The operational governance layer BEIREK establishes on capital-intensive and financed projects converts this architecture into a concrete operating discipline. For every critical indicator at the project and asset level we compute the control band from the date of commissioning forward, attach the band as an annex to the project management plan, and tier intervention authority by the duration of the band breach: the first tier remains with the site team, the second escalates to the project manager, the third to the investment committee. The function of that tiering is not to slow decision-making but to reserve rapid decision-making for the situations that constitute genuine shifts.
Second, we operate a decision record opened at the moment of proposal for every intervention decision; the record carries the rationale, the numerical expression of the expected effect, and the date on which that effect will be measured, and closing the record on that date is mandatory. The principal value produced by this record is not the audit of individual decisions but the pattern that emerges several periods later: which classes of deviation reverted on their own without intervention, which represented genuine shifts, and in which units intervention frequency runs structurally high. That pattern also constitutes the strongest evidence set available to present to a reviewing party in a due diligence process, since it demonstrates that the process is managed independently of the founder or of any single manager's intuition.

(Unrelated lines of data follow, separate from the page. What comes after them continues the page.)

PR #1718, opened 2025-12-04
Add requester process' PID to file system logs

mansi153:
Add requester's PID to Filesystem logs.
It also adds an entry point "New request" log to all the (supported) filesystem methods as a proxy for tracking incoming requests at FUSER.

This makes it easier to trace requests dispatched to Mountpoint, especially during workflows using multiple customer processes to make requests concurrently for the same inode(s). 

Additionally, the commit adds/re-orders some other fields in the logs (for a few FS methods) to reattain a consistent order of logging request parameters.

Sample log:
```
2025-12-04T14:56:23.330127Z DEBUG ThreadId(11) lookup{req=3 ino=1 name="._." pid=1860}:head_object{id=3 bucket="multinictesting-iad-benchmarksetupbucket07d0221d-jc1kskgzz2gx" key="._."}: mountpoint_s3_client::s3_crt_client::head_object: new request
```

The commit also does some minor refactoring to name unused method parameters more consistent and adhering to Rust guidelines.

No, only (warn-level and higher) logging change.
No breaking changes.

No, and no.
Logging change only.

---

### DIFF
--- a/mountpoint-s3-fs/CHANGELOG.md
+++ b/mountpoint-s3-fs/CHANGELOG.md
@@ -2,7 +2,7 @@
 
 * Fix memory limiter ignoring container cgroup memory limits, which could cause out-of-memory issues in memory-constrained containers. ([#1806](https://github.com/awslabs/mountpoint-s3/pull/1806))
 * Add `S3FilesystemConfig::content_type_detection` option to configure automatic content type inference for new uploads. When set to `ContentTypeDetection::Auto`, Mountpoint will infer the `Content-Type` of new objects based on their file extension. ([#1790](https://github.com/awslabs/mountpoint-s3/pull/1790))
-* Add additional debug information to FUSE operation logs including the ID of the process triggering the file system operation. Some FUSE operations have a new log printed where it didn't already have one. ([#1718](https://github.com/awslabs/mountpoint-s3/pull/1718))
+* Add additional debug information to FUSE operation logs including the ID of the process triggering the file system operation. Some FUSE operations have a new log printed where they didn't already have one. ([#1718](https://github.com/awslabs/mountpoint-s3/pull/1718))
 
 ## v0.9.3 (April 28, 2026)
 
--- a/mountpoint-s3-fs/CHANGELOG.md
+++ b/mountpoint-s3-fs/CHANGELOG.md
@@ -2,6 +2,7 @@
 
 * Fix memory limiter ignoring container cgroup memory limits, which could cause out-of-memory issues in memory-constrained containers. ([#1806](https://github.com/awslabs/mountpoint-s3/pull/1806))
 * Add `S3FilesystemConfig::content_type_detection` option to configure automatic content type inference for new uploads. When set to `ContentTypeDetection::Auto`, Mountpoint will infer the `Content-Type` of new objects based on their file extension. ([#1790](https://github.com/awslabs/mountpoint-s3/pull/1790))
+* Add additional debug information to FUSE operation logs including the ID of the process triggering the file system operation. Some FUSE operations have a new log printed where it didn't already have one. ([#1718](https://github.com/awslabs/mountpoint-s3/pull/1718))
 
 ## v0.9.3 (April 28, 2026)
 
--- a/mountpoint-s3-fs/src/fuse.rs
+++ b/mountpoint-s3-fs/src/fuse.rs
@@ -101,15 +101,15 @@ impl<Client> Filesystem for S3FuseFilesystem<Client>
 where
     Client: ObjectClient + Clone + Send + Sync + 'static,
 {
-    #[instrument(level="warn", skip_all, fields(req=req.unique()))]
-    fn init(&self, req: &Request<'_>, config: &mut KernelConfig) -> Result<(), libc::c_int> {
+    #[instrument(level="warn", skip_all, fields(req=_req.unique(), pid=_req.pid()))]
+    fn init(&self, _req: &Request<'_>, config: &mut KernelConfig) -> Result<(), libc::c_int> {
         if let Some(error_logger) = self.error_logger.as_ref() {
             error_logger.event("mount", MOUNTPOINT_EVENT_READY);
         }
         block_on(self.fs.init(config).in_current_span())
     }
 
-    #[instrument(level="warn", skip_all, fields(req=req.unique(), ino=parent, name=?name))]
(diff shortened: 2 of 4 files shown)


mountpoint-s3-fuser/src/ll/request.rs
dannycjones, line 1: I wouldn't touch `-fuser` unless we are really confident its required. The goal is to minimize the divergence from the upstream crate.

mountpoint-s3-fs/src/fuse.rs
```diff
@@ -101,44 +101,44 @@ impl<Client> Filesystem for S3FuseFilesystem<Client>
 where
     Client: ObjectClient + Clone + Send + Sync + 'static,
 {
-    #[instrument(level="warn", skip_all, fields(req=req.unique()))]
-    fn init(&self, req: &Request<'_>, config: &mut KernelConfig) -> Result<(), libc::c_int> {
+    #[instrument(level="warn", skip_all, fields(req=_req.unique(), pid=_req.pid()))]
+    fn init(&self, _req: &Request<'_>, config: &mut KernelConfig) -> Result<(), libc::c_int> {
```
dannycjones, line 105: Why do we use `_req` here? And elsewhere in the file we're adding the `_` prefix.

Is there something that's highlighting this as a warning/error?

mountpoint-s3-fs/src/fuse.rs
dannycjones: Why add name here, we don't ever emit it?

What's the consequence of adding name when not set?

mountpoint-s3-fuser/src/ll/request.rs
mansi153: Ah, should I PR to the upstream then? I feel it is important to track and make sense of incoming requests especially during situations with multiple (potentially) conflicting operations happening on an inode at the same time.

mountpoint-s3-fs/src/fuse.rs
mansi153: Yes, prefixing unused variables with `_` is standard Rust practice and recommended by the compiler.
The file was an inconsistent state where some methods had this in place and others didn't, and my IDE notified me of it; so it seemed like a good idea to just clean it up as part of this PR.

mountpoint-s3-fs/src/fuse.rs
mansi153: My understanding is we emit the name in a similar format across other FS methods too, so I tried to make it consistent across the board. It would default to a blank string if not set, but I haven't looked into where it gets set. I'll check and remove the `name` from the log if it's not.

mountpoint-s3-fs/src/fuse.rs
dannycjones: Fair enough, IDE is warning. Sounds good then.

Is that RustRover?

mountpoint-s3-fuser/src/ll/request.rs
dannycjones: Do we really need it? We are already instrumenting all the methods in `mountpoint-s3-fs::fuse::S3FuseFilesystem` with PID?

mansi153: Ok, I have undone the changes to `-fuser`. 
Instead, added a "new request" debug log at the point when the Fuse request reaches the `-fs` implementations so we (hopefully) don't have to wait for a log later in the request path to deduce the order of executions.

mountpoint-s3-fs/src/fuse.rs
mansi153: Removed the name field in `readdir`/`readidrplus` since it seems a bit unnecessary to scope in fixing logging in specific methods as part of this PR - although I feel it would be nice to reach a state of consistent logging format for our FS requests.

mountpoint-s3-fs/src/fuse.rs
```diff
@@ -101,44 +101,48 @@ impl<Client> Filesystem for S3FuseFilesystem<Client>
...
         if let Some(error_logger) = self.error_logger.as_ref() {
             error_logger.event("mount", MOUNTPOINT_EVENT_READY);
         }
         block_on(self.fs.init(config).in_current_span())
     }
 
-    #[instrument(level="warn", skip_all, fields(req=req.unique(), ino=parent, name=?name))]
+    #[instrument(level="warn", skip_all, fields(req=req.unique(), ino=parent, name=?name, pid=req.pid()))]
     fn lookup(&self, req: &Request<'_>, parent: InodeNo, name: &OsStr, reply: ReplyEntry) {
+        debug!("New request");
```
passaro, line 114: Have you considered using something like this instead? https://docs.rs/tracing-subscriber/latest/tracing_subscriber/fmt/struct.Layer.html#method.with_span_events

passaro (commented):
The change looks good. It does need a new version and a short entry in the changelog.

mountpoint-s3-fs/src/fuse.rs
dannycjones: Given that this would impact S3 client spans and potentially libraries like OTLP, I'm inclined not to use it. It's a shame there's not a way to opt-in in the `instrument` macro.

dannycjones (dismissed):
Rebase, and add changelog and version bump. Then I think we can merge.

dannycjones:
Added changelog entries, ensured crate versions are bumped accordingly.

mountpoint-s3-fs/CHANGELOG.md
```diff
@@ -2,6 +2,7 @@
 
 * Fix memory limiter ignoring container cgroup memory limits, which could cause out-of-memory issues in memory-constrained containers. ([#1806](https://github.com/awslabs/mountpoint-s3/pull/1806))
 * Add `S3FilesystemConfig::content_type_detection` option to configure automatic content type inference for new uploads. When set to `ContentTypeDetection::Auto`, Mountpoint will infer the `Content-Type` of new objects based on their file extension. ([#1790](https://github.com/awslabs/mountpoint-s3/pull/1790))
+* Add additional debug information to FUSE operation logs including the ID of the process triggering the file system operation. Some FUSE operations have a new log printed where it didn't already have one. ([#1718](https://github.com/awslabs/mountpoint-s3/pull/1718))
```
passaro: Shouldn't it be:
```suggestion
* Add additional debug information to FUSE operation logs including the ID of the process triggering the file system operation. Some FUSE operations have a new log printed where they didn't already have one. ([#1718](https://github.com/awslabs/mountpoint-s3/pull/1718))
```

passaro (approved):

The greatest resistance in implementing this discipline arises around the institutional legitimation of restraint. Declining to intervene in a deviation that remains inside the band carries the risk of appearing, to a board looking in from outside, as inaction, and that risk is the principal reason most managers prefer the unnecessary intervention. The control band must therefore be recognized not only within the operating unit but at the upper rungs of the reporting line; making the sentence "this movement is within band and no intervention was taken" a statement that can be entered into board minutes is the most critical and most frequently omitted component of the architecture. Absent that recognition, the tiering of authority leaves the written band as paper.

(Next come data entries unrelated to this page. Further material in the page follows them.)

PR #1721, opened 2025-12-10
Refactor cache metrics for consistency and completeness

sahityadg:
This PR streamlines cache metrics collection across disk and express cache implementations.

This change renames caching metrics for consistency with other OTLP metrics. This change also captures latency, bytes_transferred from/to cache and errors consistently across both disk and express cache implementations. 

Yes, updates cache metrics in logs

Yes

---

### DIFF
--- a/mountpoint-s3-fs/src/data_cache/disk_data_cache.rs
+++ b/mountpoint-s3-fs/src/data_cache/disk_data_cache.rs
@@ -21,14 +21,14 @@ use tracing::{trace, warn};
 use crate::checksums::IntegrityError;
 use crate::data_cache::DataCacheError;
 use crate::memory::{BufferKind, PagedPool};
+use crate::metrics::defs::{
+    ATTR_CACHE, CACHE_DISK, CACHE_EVICT_LATENCY, CACHE_GET_ERRORS, CACHE_GET_IO_SIZE, CACHE_GET_LATENCY,
+    CACHE_PUT_ERRORS, CACHE_PUT_IO_SIZE, CACHE_PUT_LATENCY, CACHE_TOTAL_SIZE,
+};
 use crate::object::ObjectId;
 use crate::sync::Mutex;
 
 use super::{BlockIndex, ChecksummedBytes, DataCache, DataCacheResult};
-use crate::metrics::defs::{
-    ATTR_CACHE, ATTR_ERROR, CACHE_DISK, CACHE_EVICT_LATENCY, CACHE_GET_ERRORS, CACHE_GET_IO_SIZE, CACHE_GET_LATENCY,
-    CACHE_PUT_ERRORS, CACHE_PUT_IO_SIZE, CACHE_PUT_LATENCY, CACHE_TOTAL_SIZE,
-};
 
 /// Disk and file-layout versioning.
 const CACHE_VERSION: &str = "V2";
@@ -465,8 +465,7 @@ impl DataCache for DiskDataCache {
         let start = Instant::now();
         let block_key = DiskBlockKey::new(cache_key, block_idx);
         let path = self.get_path_for_block_key(&block_key);
-        let read_result = self.read_block(&path, cache_key, block_idx, block_offset);
-        let result = match read_result {
+        let result = match self.read_block(&path, cache_key, block_idx, block_offset) {
             Ok(None) => {
                 // Cache miss.
                 Ok(None)
@@ -481,7 +480,7 @@ impl DataCache for DiskDataCache {
             }
             Err(err) => {
                 // Invalid block.
-                metrics::counter!(CACHE_GET_ERRORS, ATTR_CACHE => CACHE_DISK, ATTR_ERROR => err.reason()).increment(1);
+                metrics::counter!(CACHE_GET_ERRORS, ATTR_CACHE => CACHE_DISK).increment(1);
                 Err(err)
             }
         };
@@ -506,6 +505,8 @@ impl DataCache for DiskDataCache {
         let path = self.get_path_for_block_key(&block_key);
         trace!(?cache_key, ?path, "new block will be created in disk cache");
 
+        // Capture the put operation result separately from metrics recording
+        // to ensure we can record both success and error metrics consistently
         let put_result = (|| -> DataCacheResult<()> {
             let block = DiskBlock::new(cache_key, block_idx, block_offset, bytes).map_err(|err| match err {
                 DiskBlockCreationError::IntegrityError(_e) => DataCacheError::InvalidBlockContent,
@@ -533,18 +534,13 @@ impl DataCache for DiskDataCache {
             Ok(())
         })();
 
-        let result = match put_result {
-            Ok(()) => {
-                metrics::counter!(CACHE_PUT_IO_SIZE, ATTR_CACHE => CACHE_DISK).increment(bytes_len as u64);
-                Ok(())
-            }
-            Err(err) => {
-                metrics::counter!(CACHE_PUT_ERRORS, ATTR_CACHE => CACHE_DISK, ATTR_ERROR => err.reason()).increment(1);
-                Err(err)
-            }
-        };
+        if put_result.is_ok() {
+            metrics::counter!(CACHE_PUT_IO_SIZE, ATTR_CACHE => CACHE_DISK).increment(bytes_len as u64);
+        } else {
+            metrics::counter!(CACHE_PUT_ERRORS, ATTR_CACHE => CACHE_DISK).increment(1);
+        }
         metrics::histogram!(CACHE_PUT_LATENCY, ATTR_CACHE => CACHE_DISK).record(start.elapsed().as_micros() as f64);
-        result
+        put_result
     }
 
     fn block_size(&self) -> u64 {
--- a/mountpoint-s3-fs/src/metrics/defs.rs
+++ b/mountpoint-s3-fs/src/metrics/defs.rs
@@ -44,7 +44,6 @@ pub const CACHE_OVERSIZED_OBJECTS: &str = "cache.oversized_objects";
 // Attribute constants
 pub const ATTR_FUSE_REQUEST: &str = "fuse_request";
 pub const ATTR_CACHE: &str = "cache";
-pub const ATTR_ERROR: &str = "error";
 
 // Cache type constants
 pub const CACHE_DISK: &str = "disk";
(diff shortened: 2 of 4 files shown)


mountpoint-s3-fs/src/data_cache/disk_data_cache.rs
```diff
@@ -461,29 +465,28 @@ impl DataCache for DiskDataCache {
         let start = Instant::now();
         let block_key = DiskBlockKey::new(cache_key, block_idx);
         let path = self.get_path_for_block_key(&block_key);
-        match self.read_block(&path, cache_key, block_idx, block_offset) {
+        let read_result = self.read_block(&path, cache_key, block_idx, block_offset);
+        let result = match read_result {
```
vladem: `read_result` vs `result` -- a bit confusing naming, may be keep self.read_block inlined in match?

```suggestion
        let result = match self.read_block(&path, cache_key, block_idx, block_offset) {
```

mountpoint-s3-fs/src/data_cache/disk_data_cache.rs
```diff
@@ -461,29 +465,28 @@ impl DataCache for DiskDataCache {
...
                     usage.lock().unwrap().refresh(&block_key);
                 }
                 Ok(Some(bytes))
             }
             Err(err) => {
-                // Invalid block. Count as cache miss.
-                metrics::counter!("disk_data_cache.block_hit").increment(0);
-                metrics::counter!("disk_data_cache.block_err").increment(1);
+                // Invalid block.
+                metrics::counter!(CACHE_GET_ERRORS, ATTR_CACHE => CACHE_DISK, ATTR_ERROR => err.reason()).increment(1);
```
vladem: what is the example value of `err.reason()`? may it result in high cardinality, e.g. may it contain S3 key? what about error in express cache case?

mountpoint-s3-fs/src/metrics/defs.rs
```diff
@@ -29,8 +29,26 @@ pub const PROCESS_MEMORY_USAGE: &str = "process.memory_usage";
 
 pub const PREFETCH_RESET_STATE: &str = "prefetch.reset_state";
 
+// Cache metric constants
```
vladem, line 32: nit: add `fuse.cache_hit` to the list of constants

mountpoint-s3-fs/src/metrics/defs.rs
```diff
@@ -29,8 +29,26 @@ pub const PROCESS_MEMORY_USAGE: &str = "process.memory_usage";
...
+pub const CACHE_GET_IO_SIZE: &str = "cache.get_io_size";
```
vladem, line 33: `io_size` is somewhat misleading, here it means total data read or written, while in other place `fuse.io_size` means the size of the request, we should help users distinguish these two. I would suggest `cache.get_total`.

mountpoint-s3-fs/src/data_cache/disk_data_cache.rs
```diff
@@ -497,37 +500,51 @@ impl DataCache for DiskDataCache {
...
+            Ok(()) => {
+                metrics::counter!(CACHE_PUT_IO_SIZE, ATTR_CACHE => CACHE_DISK).increment(bytes_len as u64);
+                Ok(())
+            }
+            Err(err) => {
+                metrics::counter!(CACHE_PUT_ERRORS, ATTR_CACHE => CACHE_DISK, ATTR_ERROR => err.reason()).increment(1);
+                Err(err)
+            }
+        };
+        metrics::histogram!(CACHE_PUT_LATENCY, ATTR_CACHE => CACHE_DISK).record(start.elapsed().as_micros() as f64);
```
vladem, line 542: acknowledging that now latency will include `temp_file.persist(path).map_err(|e| e.error)?;` operation and will be recorded for failed writes, nice!

mountpoint-s3-fs/tests/fuse_tests/metrics_test.rs
```diff
@@ -304,22 +308,21 @@ rusty_fork_test! {
...
+        assert_metric_exists(&recorder, CACHE_GET_LATENCY, &[(ATTR_CACHE, CACHE_DISK)]);
+        assert_metric_exists(&recorder, CACHE_PUT_LATENCY, &[(ATTR_CACHE, CACHE_EXPRESS)]);
+        assert_metric_exists(&recorder, CACHE_PUT_IO_SIZE, &[(ATTR_CACHE, CACHE_EXPRESS)]);
+        assert_metric_exists(&recorder, CACHE_GET_LATENCY, &[(ATTR_CACHE, CACHE_EXPRESS)]);
 
         // Second read should hit disk cache after async write completes
         File::open(&path).unwrap().read_to_end(&mut Vec::new()).unwrap();
         sleep(Duration::from_millis(100));
 
         assert_metric_exists(&recorder, "fuse.cache_hit", &[]);
```
vladem, line 324: acknowledging that we should look at `CACHE_GET_IO_SIZE` metric if we wanted to check, which cache is utilised (where "hits" come from)

mountpoint-s3-fs/src/data_cache/disk_data_cache.rs
```diff
@@ -25,6 +25,10 @@ use crate::object::ObjectId;
 use crate::sync::Mutex;
 
 use super::{BlockIndex, ChecksummedBytes, DataCache, DataCacheResult};
+use crate::metrics::defs::{
+    ATTR_CACHE, ATTR_ERROR, CACHE_DISK, CACHE_EVICT_LATENCY, CACHE_GET_ERRORS, CACHE_GET_IO_SIZE, CACHE_GET_LATENCY,
+    CACHE_PUT_ERRORS, CACHE_PUT_IO_SIZE, CACHE_PUT_LATENCY, CACHE_TOTAL_SIZE,
+};
```
dannycjones: nit: this should go in the imports above along with the other `use crate::`.

mountpoint-s3-fs/src/metrics/defs.rs
sahityadg: Even for fuse.io_size, it captures bytes transferred in read or write requests. We use this to indicate bytes transferred in either put and get block, so they are kind of the same in my opinion. But as it is internal, we can revisit it.

mountpoint-s3-fs/src/metrics/defs.rs
sahityadg: yeah, in the next PR

mountpoint-s3-fs/src/data_cache/disk_data_cache.rs
sahityadg: Good point,  my understanding is we should see these reasons: https://github.com/awslabs/mountpoint-s3/blob/main/mountpoint-s3-fs/src/data_cache.rs#L30-L42

For now, we can remove this and follow up separately.

mountpoint-s3-fs/tests/fuse_tests/metrics_test.rs
sahityadg: or the sample count of latency metrics if you want to look at all attempts.

mountpoint-s3-fs/src/data_cache/disk_data_cache.rs
```diff
@@ -497,37 +500,51 @@ impl DataCache for DiskDataCache {
...
-        metrics::histogram!("disk_data_cache.write_duration_us").record(write_start.elapsed().as_micros() as f64);
-        metrics::counter!("disk_data_cache.total_bytes", "type" => "write").increment(bytes_len as u64);
-        if let Some(usage) = &self.usage {
-            let mut usage = usage.lock().unwrap();
-            _ = temp_file.persist(path).map_err(|e| e.error)?;
-            usage.add(block_key, size);
-        } else {
-            _ = temp_file.persist(path).map_err(|e| e.error)?;
-        }
+        let put_result = (|| -> DataCacheResult<()> {
```
dannycjones, line 510: I don't think it's obvious why we've put this into closure and then invoke it. Can you add a comment?

mountpoint-s3-fs/src/data_cache/disk_data_cache.rs
```diff
@@ -497,37 +500,51 @@ impl DataCache for DiskDataCache {
...
+                metrics::counter!(CACHE_PUT_IO_SIZE, ATTR_CACHE => CACHE_DISK).increment(bytes_len as u64);
+                Ok(())
+            }
+            Err(err) => {
+                metrics::counter!(CACHE_PUT_ERRORS, ATTR_CACHE => CACHE_DISK, ATTR_ERROR => err.reason()).increment(1);
+                Err(err)
+            }
+        };
+        metrics::histogram!(CACHE_PUT_LATENCY, ATTR_CACHE => CACHE_DISK).record(start.elapsed().as_micros() as f64);
+        result
```
dannycjones: simplify?

```suggestion
        match &put_result {
            Ok(()) => {
                metrics::counter!(CACHE_PUT_IO_SIZE, ATTR_CACHE => CACHE_DISK).increment(bytes_len as u64);
            }
            Err(ref err) => {
                metrics::counter!(CACHE_PUT_ERRORS, ATTR_CACHE => CACHE_DISK, ATTR_ERROR => err.reason()).increment(1);
            }
        };
        metrics::histogram!(CACHE_PUT_LATENCY, ATTR_CACHE => CACHE_DISK).record(start.elapsed().as_micros() as f64);
        put_result
```

mountpoint-s3-fs/src/data_cache/disk_data_cache.rs
dannycjones: It's a set of strings. Really these should live in metrics `defs.rs` but if we are happier dropping it, that sounds good too.

https://github.com/awslabs/mountpoint-s3/blob/1c38582c03599351257ef8bd9b26dc374760b3fe/mountpoint-s3-fs/src/data_cache.rs#L46-L55

I think we should drop in both disk and Express if we do drop it though.

mountpoint-s3-fs/src/metrics/defs.rs
dannycjones: We'll go ahead and merge this, @vladem. If you don't feel its resolved, let me know.

passaro: Agree with @vladem, the naming is not consistent: `fuse.io_size` is a histogram tracking size of requests, this is a counter for the total get size.

sahityadg: My intent was to make this a histogram but missed in this PR. We should be able to sum if we want to look at the overall bytes transferred.

This is still an internal metric in logs. If we are not convinced with the name, happy to revisit.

Knowing when a process ought to be corrected is harder than knowing how to correct it, because the first requires defending inaction while the second requires only justifying action. The question worth asking in institutional decision-making is not what should be done about last period's deviation, but on what criterion the claim rests that the deviation required a decision at all — and where that criterion is established after the deviation has been observed, there is in fact no criterion.